Suitable for operators or asset-light groups.
- Share Deal
You buy the shares of the company that owns the hotel.
This can optimise taxation but requires deeper due diligence.
- Lease-Driven Models
Some hotels operate under:
• a commercial lease (bail commercial)
• a management contract
• a franchise agreement
Your model will depend on your investment strategy and risk appetite.
- The Hotel Acquisition Process in France
Buying a hotel in France generally follows a structured and predictable path, especially when the transaction is handled by a specialised hotel broker.
- NDA & First Review
Before accessing financials, a Non-Disclosure Agreement is mandatory.
This step is quick, but essential.
- Access to Financial & Technical Information
You receive the hotel’s core documentation:
• past P&Ls and adjusted EBITDA
• RevPAR, occupancy and ADR trends
• staffing structure
• Capex history
• permits, zoning, diagnostics
• contracts (franchise, suppliers, leases)
This is where you understand the real economic engine of the hotel.
- Letter of Intent (LOI)
In France, serious buyers submit an LOI before an official site visit.
It outlines:
• your indicative price
• your timeline
• your financing plan
• the exclusivity period
This creates a professional framework for the acquisition.
- Due Diligence
This is the most critical phase. It usually lasts 4 to 8 weeks.
It includes:
- Technical Due Diligence
• structure, roofing, plumbing, electrical
• fire safety (very regulated in France)
• energy diagnostics
• accessibility compliance
• Capex requirements
- Financial Due Diligence
• restated EBITDA/EBE
• payroll analysis (labour costs are key in France)
• revenue segmentation
• taxes and social liabilities
- Legal Due Diligence
• ownership titles
• zoning rules (PLU) and constructability
• commercial contracts
• licensing rules for hotels (ERP)
A notary (notaire) supervises the transaction, ensuring legal security.
- Signing the Promissory Agreement
Called a Compromis de Vente or Promesse, depending on the structure.
This contract formalises the deal.
- Closing
Funds are transferred, documents are signed, and the buyer takes control.
Timeframe: typically 2 to 5 months after the LOI.
- How Taxation Works When Buying a Hotel in France
France offers a stable tax environment, but it’s essential to understand the basics.
- Acquisition Taxes
For freehold hotel purchases:
• Registration tax: ≈ 5–6%
• Notary fees: 1–2%
- VAT
Some hotel transactions include 20% VAT, depending on the structure and the investor’s status.
- Corporate Tax
Corporate income tax is 25% on net profits.
- Local Taxes
Hotels are subject to:
• Taxe Foncière (property tax)
• CFE (business tax)
- Capital Gains
Capital gains vary based on:
• holding structure (SCI, SAS, etc.)
• asset deal vs share deal
• ownership duration
With proper structuring, this can be optimised.
4. Financing a Hotel in France
Foreign investors can typically obtain 50–60% LTV financing from French banks, depending on:
• the hotel’s location (Paris, Riviera, Alps perform best)

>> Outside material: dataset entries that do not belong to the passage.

Issue #2179, opened 2018-05-14
DNS resolution fails on Ubuntu 18.04


RlndVt:
**In raising this issue, I confirm the following:** `{please fill the checkboxes, e.g: [X]}`

- [X] I have read and understood the [contributors guide](https://github.com/pi-hole/pi-hole/blob/master/CONTRIBUTING.md).
- [X] The issue I am reporting can be *replicated*.
- [X] The issue I am reporting isn't a duplicate (see [FAQs](https://github.com/pi-hole/pi-hole/wiki/FAQs), [closed issues](https://github.com/pi-hole/pi-hole/issues?utf8=%E2%9C%93&q=is%3Aissue%20is%3Aclosed%20), and [open issues](https://github.com/pi-hole/pi-hole/issues)).

**How familiar are you with the the source code relevant to this issue?:**

1

---
**Expected behaviour:**

Working pihole

**Actual behaviour:**

Install on (l)ubuntu 18.04 fails to activate DNS resolution. Installation fails on:

`[✗] DNS resolution is currently unavailable`

Need to manually change the nameserver in `/etc/resolv.conf` to 127.0.0.53 to regain DNS resolution. 

This allows for normal internet on the machine, but the pihole DNS resolution still doesn't work and cannot be started.

**Steps to reproduce:**

Standard/default installation options. 

**Debug token provided by [uploading `pihole -d` log](https://discourse.pi-hole.net/t/the-pihole-command-with-examples/738#debug):**

`62rwn2e69i`

**Troubleshooting undertaken, and/or other relevant information:**

rrobgill:
A more complete solution is to stop resolved from binding to port 53 (dnsmasq/ftl and resolved can't share the same port).  #2180 

This allows pihole dns resolution to work correctly (both for host and also other machines on the network) and allows normal internet connectivity on the host machine.

RlndVt:
Fwiw, with systemd-resolved stopped and/or with "DNSStubListener=no", dnsmasqd will not enable.

```
~ sudo systemctl stop systemd-resolved 
~ ping google.com
ping: google.com: Temporary failure in name resolution
~ sudo systemctl start dnsmasq.service   
Job for dnsmasq.service failed because the control process exited with error code.
See "systemctl status dnsmasq.service" and "journalctl -xe" for details.
```

With the same error, being unable to bind to port 53.

DL6ER:
[...]

PR #2180, opened 2018-05-14
Disable SystemD's DNS Stub Resolver On Install

rrobgill:
This deals with #2179

Allow pi-hole to work under Ubuntu Bionic 18.04

Stops systemd/resolved from binding to port 53.

None

---

### DIFF
--- a/automated install/basic-install.sh
+++ b/automated install/basic-install.sh
@@ -1266,21 +1266,28 @@ check_service_active() {
 }
 
 # Systemd-resolved's DNSStubListener and dnsmasq can't share port 53. 
-# Resolved needs to remain in place for installer to download needed files
+# Resolved needs to remain in place for installer to download needed files,
 # so this change needs to be made after installation is complete, but before resarting dnsmasq/ftl
 disable_resolved_stublistener() {
+  echo -en "  ${INFO} Testing if systemd-resolved is enabled"
   # Check if Systemd-resolved's DNSStubListener is enabled and active on port 53
   if check_service_active "systemd-resolved"; then
     # Check if DNSStubListener is enabled
+    echo -en "  ${OVER}  ${INFO} Testing if systemd-resolved DNSStub-Listener is active"
     if ( grep -E '#?DNSStubListener=yes' /etc/systemd/resolved.conf &> /dev/null ); then
       # Disable the DNSStubListener to unbind it from port 53
       # Note that this breaks dns functionality on host until dnsmasq/ftl are up and running
-      echo -e "Disabling systemd-resolved DNSStubListener"
+      echo -en "${OVER}  ${TICK} Disabling systemd-resolved DNSStubListener"
       # Make a backup of the original /etc/systemd/resolved.conf
       # (This will need to be restored on uninstallation)
       sed -r -i.orig 's/#?DNSStubListener=yes/DNSStubListener=no/g' /etc/systemd/resolved.conf
+      echo -e " and restarting systemd-resolved"
       systemctl reload-or-restart systemd-resolved
+    else
+      echo -e "${OVER}  ${INFO} Systemd-resolved does not need to be restarted"
     fi
+  else
+    echo -e "${OVER}  ${INFO} Systemd-resolved is not enabled"
   fi
 }
 
--- a/automated install/basic-install.sh
+++ b/automated install/basic-install.sh
@@ -1279,7 +1279,7 @@ disable_resolved_stublistener() {
       # Make a backup of the original /etc/systemd/resolved.conf
       # (This will need to be restored on uninstallation)
       sed -r -i.orig 's/#?DNSStubListener=yes/DNSStubListener=no/g' /etc/systemd/resolved.conf
-      systemctl restart systemd-resolved
+      systemctl reload-or-restart systemd-resolved
     fi
   fi
 }
--- a/automated install/basic-install.sh
+++ b/automated install/basic-install.sh
@@ -2315,7 +2315,7 @@ main() {
     if (systemctl is-enabled systemd-resolved | grep -c 'enabled' || true); then
       # if resolveconf is running unbind it from port 53
       # Note that this breaks dns functionality on host until dnsmasq/ftl are up and running
-      echo -e "Unbinding resolved from port 53"
+      echo -e "Disabling systemd-resolved DNSStubListener"
       # Make a backup of the original /etc/systemd/resolveconf.d
       # (This will need to be restored on uninstallation)
       sed -i.orig 's/#DNSStubListener=yes/DNSStubListener=no/g' /etc/systemd/resolved.conf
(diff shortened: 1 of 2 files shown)


automated install/basic-install.sh
```diff
@@ -2304,6 +2304,25 @@ main() {
     fi
   fi
 
+  # resolved and dnsmasq can't share port 53. 
+  # resolved needs to remain in place for installer to download needed files
+  # so this change needs to be made after installation is complete, but before resarting dnsmasq/ftl
+
+  # Check if running ubuntu 18.04 bionic beaver, which ships with resolved active on port 53
+  # (This check may need to be broadened for other systems running resolved?)
+  if ( lsb_release -a | grep 'Ubuntu 18.04' &> /dev/null ); then
```
DL6ER: Why is this check needed at all (it feels very hacky)? Couldn't we just check if `systemd` is used as init and then if `systemd-resolved` is enabled?

automated install/basic-install.sh
```diff
@@ -2304,6 +2304,25 @@ main() {
...
+    # Running ubuntu 18.04, so check if resolved is running,
+    if (systemctl is-enabled systemd-resolved | grep -c 'enabled' || true); then
```
DL6ER: Is `systemctl` guaranteed to reply in English? Mind that there are tons of devices with German, Spanish, Dutch, ... locales and most Linux commands are actually capable of responding in the set locale. We should rely on return codes instead of return strings

automated install/basic-install.sh
```diff
@@ -2304,6 +2304,25 @@ main() {
...
+      # if resolveconf is running unbind it from port 53
+      # Note that this breaks dns functionality on host until dnsmasq/ftl are up and running
+      echo -e "Unbinding resolved from port 53"
```
DL6ER: Maybe the message should rather be something like `Disabling systemd-resolved DNSStubListener`? (this is just an idea, not a necessary request for change)

automated install/basic-install.sh
```diff
@@ -2304,6 +2304,25 @@ main() {
...
+      # Make a backup of the original /etc/systemd/resolveconf.d
+      # (This will need to be restored on uninstallation)
+      sed -i.orig 's/#DNSStubListener=yes/DNSStubListener=no/g' /etc/systemd/resolved.conf
+      systemctl restart systemd-resolved
```
DL6ER: Why do we not simply disable the service? What does it offer after we set `DNSStubListener=no`?

automated install/basic-install.sh
```diff
@@ -2304,6 +2304,25 @@ main() {
     fi
   fi
 
+  # resolved and dnsmasq can't share port 53. 
+  # resolved needs to remain in place for installer to download needed files
+  # so this change needs to be made after installation is complete, but before resarting dnsmasq/ftl
```
DL6ER: How about moving this into its own function and calling this inside `start_service pihole-FTL`?

automated install/basic-install.sh
rrobgill: That's intended as a stopgap "please don't break any other distro" measure. 

As systemd continues it's march onwards, this will certainly be an issue in other distros. If they keep /etc/systemd/resolved.conf where it belongs then there shouldn't be a problem with skipping the ubuntu check, but I'd err on the cautious side for the moment.

automated install/basic-install.sh
rrobgill: I was wondering about that. Could it be splitting it in two? One called early on to check for the presence of enabled resolved and set a flag there. Then just check that flag in the new start_servicepihole-FTL. Rather than having it tested and applied in the same section? It would allow more granularity in the test if it is needed without cluttering up the body of the script, and might make it cleaner to adjust things should any distros require any special tweaks.

automated install/basic-install.sh
rrobgill: done

automated install/basic-install.sh
```diff
@@ -1265,6 +1265,25 @@ check_service_active() {
...
 }
 
+# Systemd-resolved's DNSStubListener and dnsmasq can't share port 53. 
+# Resolved needs to remain in place for installer to download needed files
+# so this change needs to be made after installation is complete, but before resarting dnsmasq/ftl
+disable_resolved_stublistener() {
+  # Check if Systemd-resolved's DNSSTub listener is enabled and active on port 53
+  if check_service_active "systemd-resolved"; then
+    # Check if DNSStubListener is enabled
+    if ( grep '#DNSStubListener=yes' /etc/systemd/resolved.conf &> /dev/null ); then
```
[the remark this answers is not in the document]
rrobgill: Fixed to match either way.

automated install/uninstall.sh
```diff
@@ -165,6 +165,13 @@ removeNoPurge() {
 	${SUDO} rm -f /etc/sudoers.d/pihole &> /dev/null
   echo -e "  ${TICK} Removed config files"
 
+  # Restore resolved 
+  if [[ -e /etc/systemd/resolved.conf.orig ]]; then
+    systemctl disable systemd-resolved
+    ${SUDO} cp /etc/systemd/resolved.conf.orig /etc/systemd/resolved.conf
+    systemctl enable systemd-resolved
```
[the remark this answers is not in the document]
rrobgill: My understanding is that stop/start doesn't alwats enforce reloading of the conf file. But changing to reload-or-restart is probably neater than enable/disable.

automated install/basic-install.sh
```diff
@@ -1265,6 +1265,25 @@ check_service_active() {
...
+# Resolved needs to remain in place for installer to download needed files
+# so this change needs to be made after installation is complete, but before resarting dnsmasq/ftl
+disable_resolved_stublistener() {
+  # Check if Systemd-resolved's DNSStubListener is enabled and active on port 53
+  if check_service_active "systemd-resolved"; then
+    # Check if DNSStubListener is enabled
+    if ( grep -E '#?DNSStubListener=yes' /etc/systemd/resolved.conf &> /dev/null ); then
+      # Disable the DNSStubListener to unbind it from port 53
+      # Note that this breaks dns functionality on host until dnsmasq/ftl are up and running
+      echo -e "Disabling systemd-resolved DNSStubListener"
```
DL6ER: @PromoFaux @WaLLy3K Is this in agreement with your `${TICK}` magic in the installer?

PromoFaux: It'll stick out like a sore thumb if the tick/info/cross stuff isn't included, that's for sure!

rrobgill:
After discussion in #2179, in addition to the previous testing against Ubuntu 18.04, these changes have now also been tested against Lubuntu 18.04 (clean install), and also against an ubuntu 14.04 install updated to 16.04 and then 18.04. 

Master branch with these changes installed successfully on all without additional intervention. After running and testing master, they were changed over to the beta FTLDNS branch (via checkout as per discourse 8224) and continued working. (example debug tokens from the 14.04>>18.04 system - master : lbfv5f3jql - ftldns : voio2v46qu)

pralor:

https://discourse.pi-hole.net/t/dnsmasq-or-starting-ubuntu/9486/7

Mcat12:
@PromoFaux @DL6ER please re-review.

• the quality and stability of the NOI
• the operator’s strength
Alternative financing includes:
• debt funds
• mezzanine loans
• seller financing (rare but possible)
- Why the French Hotel Market Is So Attractive
Investing in a French hotel means benefiting from:
• world-leading tourism demand
• strong domestic travel
• year-round occupancy in key regions
• limited supply in premium destinations
• predictable legal framework
• long-term capital appreciation
France remains a safe and resilient market for hospitality investment.
Buying a hotel in France can be a highly profitable and strategically smart investment — provided you understand the process, structure the deal properly and work with experienced local partners.
A clear sequence — NDA → LOI → Due Diligence → Promissory Agreement → Closing — ensures a smooth acquisition and protects both parties.
If you’re considering entering the French hotel market, the right advisory team makes all the difference.
From sourcing opportunities to structuring the deal, financial analysis and negotiation, specialised brokers bring clarity and security to each phase of the process.